Founder of Skeptic magazine, Shermer spends his life debunking myths, exposing frauds, and highlighting
fallacies. His key assertion is that before you draw on a supernatural cause for something, you first have to
explore all the potential natural causes.

Also helps us to explore Reason, RKS

42. Singer, Isaac Bashevis (1902 – 1991)


Singer was a Polish-American writer and Jewish thinker. He was strident in his view on language, only
ever writing in Yiddish, and believed that it wasn’t possible to ‘know’ God.
Also helps us to explore Faith, language, arts, RKS

43. Skinner, BF (1904 – 1990)


Skinner was many things, among them, a philosopher, psychologist, author, and inventor. His experiment
on pigeons, in which he observed them behaving ‘superstitiously’, suggest that such a tendency is not
limited to human beings.

Also helps us to explore Intuition, reason, IKS, NS

44. Socrates (469 – 399 BC)


Arguably, the philosopher who started it all, at least in terms of the way we think. Socrates never wrote
anything down, so this makes it hard to figure out his ideas exactly. He is best known, perhaps, for his
method, which stressed the fact that we should be aware of our ignorance, and never cease asking
questions.
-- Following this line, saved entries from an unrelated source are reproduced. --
PR #328, opened 2023-12-07
fix(connector): better security protocol selection

### LINKED ISSUE #314: Cannot connect to XRDP
I have some Ubuntu Linux servers running XRDP (0.9.12 and 0.9.17)

The connection always fails with this error message:
```
Connection error: [TLS upgrade] custom error, caused by: received corrupt message of type InvalidContentType
```

It works fine with a Windows 11 ARM VM.

CBenoit:
Replace the bitflag-based connector config API with a boolean-based one:

- `enable_tls`: set the PROTOCOL_SSL flag
- `enable_credssp`: set the PROTOCOL_HYBRID and PROTOCOL_HYBRID_EX flags

NLA can be enforced on client-side with `enable_tls = false`  + `enable_credssp = true`.

The `--security_protocol` argument was removed from the native client CLI, and instead it’s possible to disable specific protocols with `--no-tls` and `--no-credssp`. By default, both protocols are enabled for maximum compatibility with most RDP servers. We may change the defaults in the future.

For additional background on this change, see [this comment](https://github.com/Devolutions/IronRDP/issues/314#issuecomment-1843925374).

cc @awakecoding @thenextman 

FYI @ibeckermayer 
In your case, you’ll have to set `enable_tls` to `true` and `enable_credssp` to `false` (if you want to use the autologon flag).

### DIFF
--- a/crates/ironrdp-async/src/connector.rs
+++ b/crates/ironrdp-async/src/connector.rs
@@ -120,12 +120,36 @@ where
 {
     assert!(connector.should_perform_credssp());
 
-    let mut credssp_sequence = CredsspSequence::new(connector, server_name, server_public_key, kerberos_config)?;
+    let (mut sequence, mut ts_request) =
+        CredsspSequence::init(connector, server_name, server_public_key, kerberos_config)?;
 
-    while !credssp_sequence.is_done() {
+    loop {
+        let client_state = {
+            let mut generator = sequence.process_ts_request(ts_request);
+
+            if let Some(network_client_ref) = network_client.as_deref_mut() {
+                trace!("resolving network");
+                resolve_generator(&mut generator, network_client_ref).await?
+            } else {
+                generator
+                    .resolve_to_result()
+                    .map_err(|e| custom_err!("resolve without network client", e))?
+            }
+        }; // drop generator
+
         buf.clear();
+        let written = sequence.handle_process_result(client_state, buf)?;
 
-        if let Some(next_pdu_hint) = credssp_sequence.next_pdu_hint() {
+        if let Some(response_len) = written.size() {
+            let response = &buf[..response_len];
+            trace!(response_len, "Send response");
+            framed
+                .write_all(response)
+                .await
+                .map_err(|e| ironrdp_connector::custom_err!("write all", e))?;
+        }
+
+        if let Some(next_pdu_hint) = sequence.next_pdu_hint() {
             debug!(
                 connector.state = connector.state.name(),
                 hint = ?next_pdu_hint,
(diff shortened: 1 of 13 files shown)


crates/ironrdp-client/src/config.rs
```diff
@@ -222,10 +200,25 @@ struct Args {
...
+    /// Disabling this in order to enforce usage of CredSSP (NLA) is recommended.
+    #[clap(long)]
+    no_winlogon: bool,
+
+    /// Disable TLS + Network Level Authentication (NLA) using CredSSP
+    ///
+    /// NLA is used to authenticates RDP clients and servers before sending credentials over the network.
+    /// It’s not recommended to disable this.
+    #[clap(long)]
+    no_credssp: bool,
```
CBenoit, line 221: The updated CLI

crates/ironrdp-connector/src/credssp.rs
```diff
@@ -180,31 +182,19 @@ impl CredsspSequence {
         }
     }
 
-    pub fn process(&mut self) -> CredsspProcessGenerator<'_> {
-        let request = self.next_request.take().expect("next request"); // FIXME: error handling
```
CBenoit, line 184: The extended CredSSP sequence was broken by the refactoring done in this PR: https://github.com/Devolutions/IronRDP/pull/260
And it wasn’t enabled by default anymore since https://github.com/Devolutions/IronRDP/pull/131
For this reason, we failed at catching this bug during the refactoring.
This PR is also fixing the CredSSP sequence because we enable it by default again (mstsc does this as well).

thenextman:
I don't care for the `WinLogon` vernacular; although I don't have any better suggestion. However I see that this is all well-documented which should remove any ambiguity. Good job!

CBenoit:
> I don't care for the `WinLogon` vernacular; although I don't have any better suggestion.

To be fair, I don’t think it’s ideal either, but it sounded less misleading than "TLS" and `enable_tls = false` which is suggesting that the TLS transport will be disabled. (Equally true for variations such as `enable_tls_sec`, `enable_tls_security`, etc.)
That being said, the "TLS" terminology appears to be used otherwise, so it may not be a great idea to diverge.
I’m not too sure. Anyway, it’s only an API thing. In the frontend, we’ll probably follow whatever RDM is using.

crates/ironrdp-async/src/connector.rs
```diff
@@ -165,6 +148,28 @@ where
                 .await
                 .map_err(|e| ironrdp_connector::custom_err!("write all", e))?;
         }
+
+        if let Some(next_pdu_hint) = sequence.next_pdu_hint() {
```
pacmancoder, line 152: Nit: Maybe we could reduce nesting a bit for a long code block here:
```rust
let next_pdu_hint = if let Some(next_pdu_hint) = sequence.next_pdu_hint() {
    next_pdu_hint
} else {
    break;
};

debug!(
    connector.state = connector.state.name(),
...
```

same suggestion for `crates/ironrdp-blocking/src/connector.rs`

crates/ironrdp-connector/src/lib.rs
```diff
@@ -78,13 +78,61 @@ impl Credentials {
 #[derive(Debug, Clone)]
 #[cfg_attr(feature = "arbitrary", derive(arbitrary::Arbitrary))]
 pub struct Config {
+    /// The initial desktop size to request
     pub desktop_size: DesktopSize,
-    pub security_protocol: nego::SecurityProtocol,
+    /// TLS + Graphical login (legacy)
```
pacmancoder, line 83: This documentation is top-notch! Thanks! 👍

pacmancoder (approved):
Brilliant job! I really appreciate the amount of added documentation👍 I only have a minor comment about formatting (I disabled auto-merge to not merge PR too early by accident)

crates/ironrdp-async/src/connector.rs
CBenoit: Good catch, I adjusted the code accordingly

CBenoit:
> Brilliant job! I really appreciate the amount of added documentation👍 I only have a minor comment about formatting (I disabled auto-merge to not merge PR too early by accident)

Thank you! I adjusted the code accordingly

PR #1896, opened 2023-07-17
Use latest version of Ondatra and enable atomic-aware ygnmi API

wenovus:
Per ondatra@v0.2.0 `telemetry-atomic` nodes no longer provide path access to descendants: https://github.com/openconfig/ondatra/releases/tag/v0.2.0


wenovus:
I've checked the KNE test results for both and I don't believe any of the failures are a direct cause of my change. There is one test case that failed at where I modified the code:
```
    --- FAIL: TestRouteRemovalNonDefaultVRFFlush/flushNonZeroReference (36.34s)
    route_removal_non_default_vrf_test.go:289: ipv4-entry/state/prefix does not contain entry, expected: 198.51.100.0/24
```

Even if my change triggered this failure, it would be a gNMI compliance issue and not an issue in this PR.

bstoll (approved):

PR #1898, opened 2023-07-17
Move interface_ref_config_unsupported to byexceptions file.

prinikasn:
This PR has the following changes:
 - Replaces `deviation_intf_ref_config_unsupported` with `deviation_interface_ref_config_unsupported` .
 - Add proto field for each private deviation.
 - Add logic for private deviations to check flag value if present and if not use metadata proto value.


Ankur19:
Hi @prinikasn `interface_ref_config_unsupported` and `intf_ref_config_unsupported` are the same deviation. Why not just have one?

greg-dennis (approved):

Ankur19 (approved):
LGTM

PR #1903, opened 2023-07-18
Sec-3.1 native user

MarcCharlebois:
1. Allow configuration of users/aaa through native model
2. Add port 57400 for gNMI connection
3. add ssh.Password() auth method
4. Deviation for configuring users/aaa (deviation_set_native_user)


internal/deviations/deviations.go
```diff
@@ -572,6 +572,12 @@ func QOSOctets(dut *ondatra.DUTDevice) bool {
 	return lookupDUTDeviations(dut).GetQosOctets()
 }
 
+// SetNativeUser creates a user and assigns role/rbac to that user via native model.
+func SetNativeUser(dut *ondatra.DUTDevice) bool {
+	logErrorIfFlagSet("deviation_set_native_user")
```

He said (we think): ‘I know you won’t believe me, but the highest form of Human Excellence is
to question oneself and others.’

Also helps us to explore TNK, reason, ethics

45. Taylor, AJP (1906 – 1990)


Taylor was an Oxford historian who wrote extensively on aspects of 19 th century and 20th century
European political history. From an early age, Taylor was brilliant and rebellious, and both of these traits
are highly visible in his revisionist ideas on the causes of the Second World War, which shattered the
historical paradigm of the time.

Also helps us to explore Ethics, history

46. Weber, Max (1864 – 1920)


Along with Durkheim, one of the fathers of sociology. But unlike Durkheim, Weber believed that to
understand society, one had to study its individual members and develop an empathy with the people you
were studying, and understand the meaning that they themselves placed on their actions.

Also helps us to explore Emotion

47. Wilde, Oscar (1854 – 1900)


Wilde was an Irish playwright, poet and writer. The archetypal C19th wit, he also wrote widely on art, but
was persecuted for his sexuality, and his anti-establishment outlook ensured his downfall.
Also helps us to explore Arts, ethics

48. Wittgenstein, Ludwig (1889 – 1951)


Wittgenstein was an Austrian philosopher of mathematics, language, and the mind. He believed that
philosophical problems were generally associated with language, stating that: “The limits of my language
mean the limits of my world.”

Also helps us to explore TNK, language, reason, mathematics, NS

49. Woolf, Virginia (1882 – 1941)


Woolf was a British writer and intellectual. She was one of the key modernist thinkers of the the 20th
century, and also held strong opinions about religion.

Also helps us to explore Language, arts, ethics, RKS

50. Zimbardo, Philip (1933 – )


Zimbardo is a psychologist best known for his Stanford Prison experiment of 1971, in which graduate
students given power over their peers quickly began to abuse it in unexpected and brutal ways. For
Zimbardo, it is generally the system that causes ‘evil’ to happen, rather than individuals.